A trama é dirigida por Francis Lawrence, que comandou a saga cinematográfica desde “Em Chamas”, evidenciando seu conhecimento deste universo e a capacidade de expandi-lo e aprofundá-lo. O cineasta bebe de referências e easter eggs para consolidar elementos que deram certo outrora e que, aqui, ficam claras as origens e motivações. A escolha mostra ser um acerto, considerando primeiramente a consistência dos subtemas presentes na trilogia de Suzanne Collins como a espetacularização, a soberba da capital e o senso de sobrevivência dos personagens centrais; com o entrelaçamento deste último item com um segundo destaque — a história de origem de um anti-herói.   

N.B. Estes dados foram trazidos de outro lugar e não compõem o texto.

PR #450, opened 2017-08-23
Support for the VS 2017 VSIX installer.

dosvidos:
With this patch, one can use [VsixPackage ](http://wixtoolset.org/documentation/manual/v3/xsd/vs/vsixpackage.html) to install VSIX v3 package into all or SKU-specific VS 2017 instances.

### DIFF
--- a/src/ext/VSExtension/wixlib/VsixPackage.wxs
+++ b/src/ext/VSExtension/wixlib/VsixPackage.wxs
@@ -22,11 +22,17 @@
             </RegistrySearch>
         </Property>
 
-        <!-- VS2015 is the latest VSIX at this point in time, so search for that by default. -->
         <Property Id="VS2015_VSIX_INSTALLER_PATH" Secure="yes">
             <RegistrySearch Id="WixVS2015EnvDir" Root="HKLM" Key="SOFTWARE\Microsoft\VisualStudio\14.0\Setup\VS" Name="EnvironmentDirectory" Type="directory">
                 <FileSearch Id="WixVS2015VsixInstaller" Name="VSIXInstaller.exe" />
             </RegistrySearch>
+        </Property>
+
+        <!-- Currently, VS2017 contains the latest VSIX installer, so search it by default. -->
+        <Property Id="VS2017_VSIX_INSTALLER_PATH" Secure="yes">
+            <DirectorySearchRef Id="VS2017EnvironmentDirectorySearch" Parent="VS2017DirectorySearch" Path="Common7\IDE">
+                <FileSearch Id="WixVS2017VsixInstallerPath" Name="VSIXInstaller.exe" />
+            </DirectorySearchRef>
         </Property>
 
         <Property Id="VS_VSIX_INSTALLER_PATH" Secure="yes" />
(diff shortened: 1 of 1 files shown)


src/ext/VSExtension/wixlib/VsixPackage.wxs
```diff
@@ -22,13 +22,19 @@
...
         <Property Id="VS2015_VSIX_INSTALLER_PATH" Secure="yes">
             <RegistrySearch Id="WixVS2015EnvDir" Root="HKLM" Key="SOFTWARE\Microsoft\VisualStudio\14.0\Setup\VS" Name="EnvironmentDirectory" Type="directory">
                 <FileSearch Id="WixVS2015VsixInstaller" Name="VSIXInstaller.exe" />
             </RegistrySearch>
         </Property>
 
+        <!-- Currently, VS2017 contains the latest VSIX installer, so search it by default. -->
+        <Property Id="VS2017_VSIX_INSTALLER_PATH" Secure="yes">
+            <DirectorySearchRef Id="VS2017EnvironmentDirectorySearch" Parent="VS2017DirectorySearch" Path="Common7\IDE">
+                <FileSearch Id="WixVS2017VsixInstallerPath" Name="VSIXInstaller.exe" />
```
heaths: We recommend using the VSIXInstaller in the search engine root. We update that one with the installer so it's always newer and may eventually remove the one installed with VS.

Since I set the VS2017 property to the latest version, this would be a fine backup, but the installer party is already set by the custom actions.

The real problem is that if a VSIX triggers an MSI install, the install will fail. There's a WIP on good you should read if you want to improve this feature.

src/ext/VSExtension/wixlib/VsixPackage.wxs
```diff
@@ -47,7 +53,9 @@
         </Property>
 
         <!-- Use the latest VS- or VWD-installed VSIXInstaller.exe. -->
-        <SetProperty Action="SetVS2015Vsix" Id="VS_VSIX_INSTALLER_PATH" Value="[VS2015_VSIX_INSTALLER_PATH]" Sequence="both" After="AppSearch">NOT VS_VSIX_INSTALLER_PATH AND VS2015_VSIX_INSTALLER_PATH</SetProperty>
+        <SetProperty Action="SetVS2017Vsix" Id="VS_VSIX_INSTALLER_PATH" Value="[VS2017_VSIX_INSTALLER_PATH]" Sequence="both" After="AppSearch">NOT VS_VSIX_INSTALLER_PATH AND VS2017_VSIX_INSTALLER_PATH</SetProperty>
```
heaths: There is a custom action that already does this correctly.

src/ext/VSExtension/wixlib/VsixPackage.wxs
dosvidos: Would you kindly elaborate what is that search engine root and there it is defined?
I suppose it's %ProgramFiles(x86)%\Microsoft Visual Studio\Installer but I haven't seen this path being used in wix3 sources.

barnson: I assume you meant "setup engine," unless the Bing team is now doing VS setup...

Interestingly, with my install of 15.3.1, I have only these VSIXInstaller.exes:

Devo dizer que, embora tendo me apaixonado por “Star Wars” a partir da trilogia prequel, Lawrence e Collins fazem com êxito aquilo que George Lucas quis realizar com o jovem Anakin Skywalker e não conseguiu. Os dois humanizam Snow ao mesmo tempo em que constroem diante da tela como ele se tornou o déspota que quis eliminar Katniss a qualquer custo. Desta forma, é possível compreender suas escolhas e notar o quanto a busca pela sobrevivência e as consequências de seus atos o moldaram. Neste ponto, se concentra o grande acerto de “A cantiga”: ela nos faz refletir sobre tudo aquilo que já foi apresentado sobre este universo.  

TRAGÉDIA INEVITÁVEL 

 

O fato de “A Cantiga dos Pássaros e das Serpentes” mostrar a idealização dos jogos no formato que o conhecemos na edição de Peeta e Katniss se torna uma forma de cativar o público curioso, de despertar o interesse nos mais desatentos e de alimentar as expectativas dos fãs. Uma vez que filmes de origem ou prequels possuem limitações impostas por já conhecermos o final, a escolha de mudar a perspectiva dos jogos para que o enxerguemos como o espectador ativo da capital é uma jogada que prende quem acompanha a narrativa e suscita ponderações. Afinal, a construção de Lucy Gray (Rachel Zegler), Sejanus Plinth (Josh Andres Rivera) e o próprio Snow fazem paralelo com questões levantadas na trilogia original como rebelião, maneiras de enxergar o mundo e fazer o que for necessário para se manter em pé.   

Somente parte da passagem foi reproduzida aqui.